(Source data)
PR #1331, opened 2025-11-26
Fix/bug nodata datacatalog export

Tjalling-dejong:
## Issue addressed

Encountered a bug with exporting artifact data with the datacatalog.export_data method.
If no data is found within the given bounding box the export_data method will break instead of handle the no data.

I also saw that some logging and error messaging in the drivers was not properly working. I improved that as well.

## Explanation

## General Checklist

- [ ] Updated documentation
- [ ] Updated changelog.rst

## Data/Catalog checklist

### DIFF
--- a/.github/workflows/sonar.yml
+++ b/.github/workflows/sonar.yml
@@ -50,6 +50,6 @@ jobs:
       - name: Test
         run: pixi run --locked test-cov
       - name: SonarQube Scan
-        uses: SonarSource/sonarqube-scan-action@v6
+        uses: SonarSource/sonarqube-scan-action@v7
         env:
           SONAR_TOKEN: ${{ secrets.SONARCLOUD_TOKEN_2025 }}


hydromt/data_catalog/sources/geodataset.py
```diff
@@ -134,6 +134,10 @@ def to_file(
             handle_nodata=handle_nodata,
         )
         if ds is None:  # handle_nodata == ignore
+            exec_nodata_strat(
+                handle_nodata,
+                f"Reading file(s) for {self.name} returned no data.",
+            )
```
hboisgon: Did you check the log? Feels like we might be warning twice? Already in read_data just above and now here again?

Tjalling-dejong: Yes that could be possible. It depends on how the drivers are implemented. For geodataset the warning is indeed logged twice if the handle_nodata is set to WARN, by default it is raises an exception. 

We could remove this code block for this data source. I just saw that the to_file method of every data source contains this code block and changed them because some drivers can return None instead of a dataset or dataframe.

Tjalling-dejong: I went through the code and saw that the nodata for geodataframe source was not properly handled. I removed quite some code and there should now not be any duplicate warnings.

tests/data_catalog/test_data_catalog.py
```diff
@@ -589,6 +589,31 @@ def test_export_dataframe(tmp_path: Path, df, df_time):
...
+        bbox=bbox,
+        force_overwrite=True,
+    )
+    # test if data catalog can be read
+    new_data_catalog = DataCatalog(
+        data_libs=[str(data_catalog_reread_path / "data_catalog.yml")]
+    )
+    assert (
+        len(new_data_catalog) == 45
+    )  # Number of exported sources, not all exported due to nodat for this bbox
```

▸ **WHAT THE TASK ASKS**: Your output should be an exact copy of the lines from the one containing "hboisgon: Did you" through the last line of the data above.

▸ **SOLUTION FOR THIS PROBLEM**:
hboisgon: Did you check the log? Feels like we might be warning twice? Already in read_data just above and now here again?

Tjalling-dejong: Yes that could be possible. It depends on how the drivers are implemented. For geodataset the warning is indeed logged twice if the handle_nodata is set to WARN, by default it is raises an exception. 

We could remove this code block for this data source. I just saw that the to_file method of every data source contains this code block and changed them because some drivers can return None instead of a dataset or dataframe.

Tjalling-dejong: I went through the code and saw that the nodata for geodataframe source was not properly handled. I removed quite some code and there should now not be any duplicate warnings.

tests/data_catalog/test_data_catalog.py
```diff
@@ -589,6 +589,31 @@ def test_export_dataframe(tmp_path: Path, df, df_time):
...
+        bbox=bbox,
+        force_overwrite=True,
+    )
+    # test if data catalog can be read
+    new_data_catalog = DataCatalog(
+        data_libs=[str(data_catalog_reread_path / "data_catalog.yml")]
+    )
+    assert (
+        len(new_data_catalog) == 45
+    )  # Number of exported sources, not all exported due to nodat for this bbox
```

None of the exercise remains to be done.